State spending spree reliant on budget tricks
Governors often have to deal with tough spending decisions over scarce resources, but the state is enjoying a $76 billion surplus and an influx of pandemic-related federal aid. This year’s $262 billion budget plan, which Gov. Gavin Newsom signed several days before the constitutional deadline, was the kind of opportunity that politicians dream about.
How many governors have the chance to go on a spending spree and need only negotiate with members of their own party? How many have the resources to tackle their state’s systemic problems?
Yet several days after Newsom’s bill signing, we couldn’t even find an official press release about it. The reason, of course, is that the budget isn’t really a done deal, even though it meets the contours of legal decisions determining when budgets must be passed. There’s little to celebrate at this point.
“The lack of the usual bravado indicates that ... significant negotiations will continue,” CalMatters reported. It adds that some of the toughest political battles — over childcare spending, healthcare expansions and homelessness — will trickle out “later this summer through a special kind of legislation known as ‘budget trailer bills.’”
Calling this “special” legislation is one way of putting it. We describe the process as a “sham.” This expands upon the long-running Sacramento budget sideshow, whereby lawmakers shepherd through a skeletal budget, then pass additional spending measures in a piecemeal fashion.
There are many reasons this is a bad idea, even if Newsom is hardly the first governor to abuse the system. A budget is a blueprint for the state’s spending — a way legislators can pick among spending priorities. It’s one thing to say, “We need more money here, so we’ll spend less money there,” and another to pass ad hoc spending bills without sufficiently examining their overall impact.
Lawmakers also are notorious for inserting into these trailer bills controversial policy issues that aren’t actually related to the budget, and approve them quietly. That’s less of an issue now that Democrats control supermajorities and don’t need GOP votes for legislation that requires supermajorities, but it’s a bad habit. Budget bills should deal only with budget matters.
Passing state budgets this way is a clear effort to convince the public that the Legislature is doing its job, when it isn’t complying with the spirit of the budget deadline. It’s harder for the public (but not special interest groups) to monitor a budget that’s passed in dribs and drabs. This process is inexplicable this year, given that revenues are plentiful.
On a substantive note, Newsom appears to be putting the fundamental responsibilities of the state government on the backburner. “The governor has misrepresented his accomplishments and even disinvested in wildfire prevention,” according to an investigation by CapRadio and NPR.
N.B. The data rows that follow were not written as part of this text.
PR #1769, opened 2020-04-02
Fix max-age directive on the Cache-Control header to use '=' instead of ':'.

bernatpl:
**Subsystem**
Client

**Motivation**
See https://github.com/ktorio/ktor/issues/1944
Using the ktor-client on Android with the OkHttp engine I noticed that using the `maxAge()` function to set the `Cache-Control` header had no effect on the caching strategy.
It was caused because using that function the `max-age` directive key and value are separated with ':' and the OkHttp client expected '=' as a separator.

According to the HTTP standard, the `max-age` directive of the `Cache-Control` header must use the '=' symbol instead of ':' to separate the directive key with the value.

**Solution**
The ':' separator has been replaced by '=' on the `max-age` directive key-value pair


e5l:
Hi @bernatpl, thanks for the PR. Merged.

Issue #1767, opened 2020-04-01
Get client certificate information from request


jorispz:
**Subsystem**
Server

**Is your feature request related to a problem? Please describe.**
We want to use client-side certificates to authenticate HTTPS requests from connected devices. In our code, we need to get the client certificate information to determine the DN in the certificate.

In a regular servlet, client certificate information can be accessed using `request.getAttribute("javax.servlet.request.X509Certificate")`, which returns the certificate chain.

Our strategy to get this to work in ktor was to run our application as a WAR in a Tomcat instance configured to do client authentication. Unfortunately, request attributes do not seem to be available. (Note that a Spring Boot application deployed under the same Tomcat can access these attributes, so we know Tomcat is configured correctly for TLS.)

**Describe the solution you'd like**
We'd like some way to access servlet request attributes from ktor application code.

**Motivation to include to ktor**
Client certificates are an important part of IoT deployments, where ktor would shine because typically a server needs to manage a lot of concurrent connections. Ktor itself doesn't support client certificate authentication - our solution would be a workaround if only we could access request attributes.

oleg-larshin:
Please check the <a href="https://youtrack.jetbrains.com/issue/KTOR-424">following ticket</a> on YouTrack for follow-ups to this issue. GitHub issues will be closed in the coming weeks.

jorispz:
Closed see https://youtrack.jetbrains.com/issue/KTOR-424

ydanneg:
is it possible to get a client certificate using other engines, like Netty?

PR #1771, opened 2020-04-03
Expose servlet request attributes as call attributes

jorispz:
**Subsystem**
ktor-server-servlet

**Motivation**
[KTOR-424](https://youtrack.jetbrains.com/issue/KTOR-424) Get client certificate information from request 
This implements feature request #1767 by exposing servlet request attributes as call attributes

**Solution**
On instantiating a ServletApplicationRequest from a HttpServletRequest, the attributes in the servlet request are extracted and stored in the call attributes using a key that is exposed in a companion object to ServletApplicationRequest.

Note that the map with servlet attributes is also stored as a property on ServletApplicationRequest. This currently serves no purpose but has been done to be symmetrical to the headers. But one could certainly argue this is not useful

### DIFF
--- a/ktor-server/ktor-server-servlet/jvm/src/io/ktor/server/servlet/ServletApplicationRequest.kt
+++ b/ktor-server/ktor-server-servlet/jvm/src/io/ktor/server/servlet/ServletApplicationRequest.kt
@@ -8,6 +8,7 @@ import io.ktor.application.*
 import io.ktor.http.*
 import io.ktor.request.*
 import io.ktor.server.engine.*
+import io.ktor.util.*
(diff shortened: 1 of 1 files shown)


jorispz:
The opinion of stale[bot] notwithstanding, I'd still like to see this merged....

StefanOltmann:
Damn, I just migrated with my private project to Ktor because it's the new stuff. Seeing that basic features like this are missing and many month later pull requests don't get reviewed I think I need to rollback and stay away from it until it gets mature. 👎

jorispz:
Merged as part of https://github.com/ktorio/ktor/pull/2234

PR #1798, opened 2020-04-16
Locations serialization support + common

cy6erGn0m:
**Subsystem**
ktor-locations

**Description**
- Introduce support for kotlinx.serialization in locations
- Introduce common locations
- Keep backward compatible behaviour:
    - backward compatible implementation is available using key
    - the new implementation does support old behaviour on JVM only

note: commits/messages will be revisited later just before merge


e5l:
Could we close this PR?

Issue #1729, opened 2020-03-16
ktor client does not log request body


AlexCzar:
**Ktor Version and Engine Used (client or server and name)**
ver: 1.3.1, 1.3.2
engine: Apache
app: client
dependencies:
```kotlin
dependencies {
    implementation(kotlin("stdlib-jdk8"))
    implementation(platform("io.ktor:ktor-bom:1.3.2"))
    implementation("io.ktor:ktor-client-core")
    implementation("io.ktor:ktor-client-logging-jvm")
    implementation("io.ktor:ktor-client-apache")
    implementation("io.ktor:ktor-client-json-jvm")
    implementation("org.slf4j:slf4j-simple:1.7.26")
    implementation("org.apache.httpcomponents:httpasyncclient:4.1.4")
}
```

**Describe the bug**
Request body is not logged even with LogLevel.ALL

**To Reproduce**
```kotlin
package com.example

import io.ktor.client.HttpClient
import io.ktor.client.engine.apache.Apache
import io.ktor.client.features.logging.DEFAULT
import io.ktor.client.features.logging.LogLevel
import io.ktor.client.features.logging.Logger
import io.ktor.client.features.logging.Logging
import io.ktor.client.request.post
import io.ktor.util.KtorExperimentalAPI
import kotlinx.coroutines.runBlocking

@KtorExperimentalAPI
fun main() {
    runBlocking {
        val client = HttpClient(Apache) {
            install(Logging) {
                logger = Logger.DEFAULT
                level = LogLevel.ALL
            }
        }
        client.post<String>("http://localhost:8080") {
            body = """{ "test": "testVal" }"""
        }
    }
}
```

**Expected behavior**
Request body is in the log

**Actual result**
```text
[main] INFO io.ktor.client.HttpClient - REQUEST: http://localhost:8080/
[main] INFO io.ktor.client.HttpClient - METHOD: HttpMethod(value=POST)
[main] INFO io.ktor.client.HttpClient - COMMON HEADERS
[main] INFO io.ktor.client.HttpClient - -> Accept-Charset: UTF-8
[main] INFO io.ktor.client.HttpClient - -> Accept: */*
[main] INFO io.ktor.client.HttpClient - CONTENT HEADERS
[main] INFO io.ktor.client.HttpClient - BODY Content-Type: text/plain; charset=UTF-8
[main] INFO io.ktor.client.HttpClient - RESPONSE: 200 
---   remaining response stuff skipped for brevity  ---
```

[...]

PR #1808, opened 2020-04-19
fix log channel is not closed for ByteArrayContent

giylmi:
fix log channel is not closed for ByteArrayContent and
add tests for OutgoingContent types handled in ObservingUtils.kt
replace deprecated call to `writeStringUtf8` with `writeText` in `ByteWriteChannel.kt`

**Subsystem**
Client

**Motivation**
Solving the problem stated in https://github.com/ktorio/ktor/issues/1729

**Solution**
The log channel was not closed for ByteArrayContent. Added closing and added tests for all the types of OutgoingContent that are used in ObservingUtils.kt


eliekarouz:
Hello, any idea when this fix will be released?

PR #1810, opened 2020-04-20
Logging

cy6erGn0m:
**Subsystem**
All

**Motivation**
We need common multi-platform logging replacement for slf

### DIFF
--- a/.idea/dictionaries/cy.xml
+++ b/.idea/dictionaries/cy.xml
@@ -5,6 +5,7 @@
       <w>agentlib</w>
       <w>algo</w>
       <w>api</w>
+      <w>appenders</w>
       <w>attrs</w>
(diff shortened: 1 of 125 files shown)


ColinHebert:
It seems wrong to me to build a complete logging framework within ktor. Shouldn't that be a side library?
On a related note, MicroUtils/kotlin-logging has experimental support of multi-platform ( see https://github.com/MicroUtils/kotlin-logging/wiki/Multiplatform-support ) it might be worth putting effort into that library rather than creating another one?

NahroTo:
https://github.com/AAkira/Napier is also a nice library. Was built with multiplatform in mind from the start.

e5l:
Could we close this PR?

Issue #1748, opened 2020-03-24
When CIO channel closed,   IO exception not catch


xfront:
**Ktor Version and Engine Used (client or server and name)**
ktor 1.3.0 CIO tcp socket on android

**Describe the bug**
When  channel closed,  IO exception not catch

**To Reproduce**
1. android client using cio, connect to server
2. close wifi
3. See error

**Expected behavior**
IO exception.

**Screenshots**

![图片](https://user-images.githubusercontent.com/7844106/77413133-d8cfc200-6df9-11ea-852d-2bf70275aa14.png)

PR #1828, opened 2020-04-27
bugfix for CIO socket

xfront:
**Subsystem**
Clien ,CIO Raw socket

**Motivation**
https://github.com/ktorio/ktor/issues/1748

**Solution**
Let out side class control the socket run scope


ktor-network/jvm/src/io/ktor/network/sockets/NIOSocket.kt
```diff
@@ -28,9 +28,6 @@ internal abstract class NIOSocketImpl<out S>(
 
     override val socketContext: CompletableJob = Job()
```
cy6erGn0m, line 29: Not sure if the job should be outside the jobs hierarchy here. Shouldn't we tie it to selector's job?

PR #1860, opened 2020-05-13
Fix executor service termination in okhttp

e5l:


ktor-client/ktor-client-tests/common/test/io/ktor/client/tests/WebSocketTest.kt
```diff
@@ -51,19 +51,36 @@ class WebSocketTest : ClientLoader() {
...
+            install(WebSockets)
+        }
+
+        test { client ->
+            client.webSocket("wss://echo.websocket.org") {
+                outgoing.send(Frame.Text("PING"))
+                val frame = incoming.receive()
+                if (frame is Frame.Text) {
+                    assertEquals("PING", frame.readText())
+                }
```
Ololoshechkin, line 82: Is it possible for some reason for frame not to be Frame.Text because of some network problem?
Maybe `assert(frame is Frame.Text && frame.readText() == "PING")`

ktor-client/ktor-client-tests/common/test/io/ktor/client/tests/WebSocketTest.kt
```diff
@@ -51,19 +51,36 @@ class WebSocketTest : ClientLoader() {
     fun testCancel() = clientTests(listOf("Apache", "Android", "Js", "iOS")) {
```
Ololoshechkin, line 51: Nit: it feels a bit confusing to me that `clientTests(engines) { ... }` means `clientTests(skipEngines = engines ) { ... }`. I would add explicit parameter name, but feel free to ignore :)

ktor-client/ktor-client-tests/common/test/io/ktor/client/tests/WebSocketTest.kt
```diff
@@ -51,19 +51,36 @@ class WebSocketTest : ClientLoader() {
...
+                            delay(250)
                         }
                     }
                 }
             }
         }
     }
+
+    @Test
+    fun testEchoWSS() = clientTests(listOf("Apache", "Android", "Js", "iOS")) {
```
Ololoshechkin, line 71: Please, add comments here describing why this test was failing before the change and is not failing now. How is it connected to the change?

ktor-client/ktor-client-tests/common/test/io/ktor/client/tests/WebSocketTest.kt
e5l: It's not possible and we can perform the strict check here

ktor-client/ktor-client-tests/common/test/io/ktor/client/tests/WebSocketTest.kt
e5l: It wouldn't help I think. Maybe migration to `vararg` can help, but I'm not sure

ktor-client/ktor-client-tests/common/test/io/ktor/client/tests/WebSocketTest.kt
e5l: I'm going to make a separate test for OkHttp. Let's keep this test like `wss` only.

e5l:
Added test for termination. Regarding the test with `wss`, it's copied from the related report.

ktor-client/ktor-client-tests/common/test/io/ktor/client/tests/WebSocketTest.kt
Ololoshechkin: I don't know how varargs can help, not sure as well

Issue #1869, opened 2020-05-15
Scheme instead of version in OriginConnectionPoint


mariotrucco:
**Ktor Version and Engine Used (client or server and name)**
1.3.2, server

**Describe the bug**
`ApplicationCall.request.origin.remoteHost` holds the scheme instead of the version (like 'http' instead of `HTTP/1.1`).
The root cause is this [line](https://github.com/ktorio/ktor/blob/master/ktor-server/ktor-server-core/jvm/src/io/ktor/features/OriginConnectionPoint.kt#L59).

I provided a fix here: https://github.com/ktorio/ktor/pull/1871

**To Reproduce**
1. [Configure request logging](https://ktor.io/servers/features/call-logging.html) for a ktor server
2. Install 'XForwardedHeaderSupport`
3. print `call.request.origin.remoteHost`
4. Run the server behind a proxy
5. Send a request to the proxy
6. Observe that `http` is printed

**Expected behavior**
`HTTP/1.1` should be printed

oleg-larshin:
Please check the <a href="https://youtrack.jetbrains.com/issue/KTOR-377">following ticket</a> on YouTrack for follow-ups to this issue. GitHub issues will be closed in the coming weeks.

PR #1871, opened 2020-05-15
Fix protocol version in OriginConnectionPoint

mariotrucco:
**Subsystem**
Server

**Motivation**
Fixes [1869](https://github.com/ktorio/ktor/issues/1869),
When using a proxy and wanting, for example, access log, we should not have the protocol scheme instead of the version

**Solution**
Replaced faulty return `scheme` with `version`


cy6erGn0m (approved):

cy6erGn0m:
Merged in 319426282aa5a446594a654ea16a89d6fca3c77d

Issue #1874, opened 2020-05-16
Content Negotiation: Gson: Should be able to return 400 for badly formatted request.


lgwillmore:
**Ktor Version and Engine Used 1.3.2**
Additionally using `ktor-gson` plugin.

**Describe the bug**
gson converter returns a 500 status request if the gson is badly formatted. I think it should be a 400.

**To Reproduce**
1. Add content negotiation plugin. Use the gson converter
2. Call your endpoint with badly formatted json
3. Get a 500 status

**Expected behavior**
Should be a 400 status.

gson converter should catch the `JsonSyntaxException` and throw a `BadRequestException`

lgwillmore:
I have used status pages to handle this - so maybe the intent is for status pages to be the way that gson parsing errors are handled?

oleg-larshin:
Please check the <a href="https://youtrack.jetbrains.com/issue/KTOR-373">following ticket</a> on YouTrack for follow-ups to this issue. GitHub issues will be closed in the coming weeks.

PR #1875, opened 2020-05-16
Add json syntax exception handling to gson content negotiation converter

lgwillmore:
**Subsystem**
Server - Features - ktor-gson

**Motivation**
Make gson converter return a 400 status code for bad json rather than a 500. More detail here: https://github.com/ktorio/ktor/issues/1874

**Solution**
Catch the "JsonSyntaxException" and throw a "BadRequestException"

### DIFF
--- a/ktor-features/ktor-gson/jvm/src/io/ktor/gson/GsonSupport.kt
+++ b/ktor-features/ktor-gson/jvm/src/io/ktor/gson/GsonSupport.kt
@@ -5,7 +5,6 @@
 package io.ktor.gson
 
 import com.google.gson.*
-import com.google.gson.stream.*
 import io.ktor.application.*
 import io.ktor.features.*
 import io.ktor.features.ContentTransformationException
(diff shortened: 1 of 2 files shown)


ktor-features/ktor-gson/jvm/src/io/ktor/gson/GsonSupport.kt
```diff
@@ -40,7 +41,11 @@ class GsonConverter(private val gson: Gson = Gson()) : ContentConverter {
             throw ExcludedTypeGsonException(type)
         }
 
-        return gson.fromJson(reader, type.javaObjectType) ?: throw UnsupportedNullValuesException()
+        return try{
```
mav3n, line 44: Code formatting doesn't seem to be proper, missing spaces around try block.

lgwillmore: fixed

lgwillmore:
Looks like the test and fix was copypastad into master. Closing.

We’ve noted that the governor’s spending plans to deal with drought and transportation seem inadequate and too focused on tangential issues. Others say the governor is not sufficiently addressing shortfalls in the unemployment insurance fund or pensions.
The unexpectedly large windfall provides an unprecedented opportunity for Newsom to upgrade California’s long-neglected infrastructure, fix its debt problems and place it on a sustainable path. Instead, he has cobbled together a budget that’s focused on new social-service spending — and is not even doing that in a transparent and timely manner.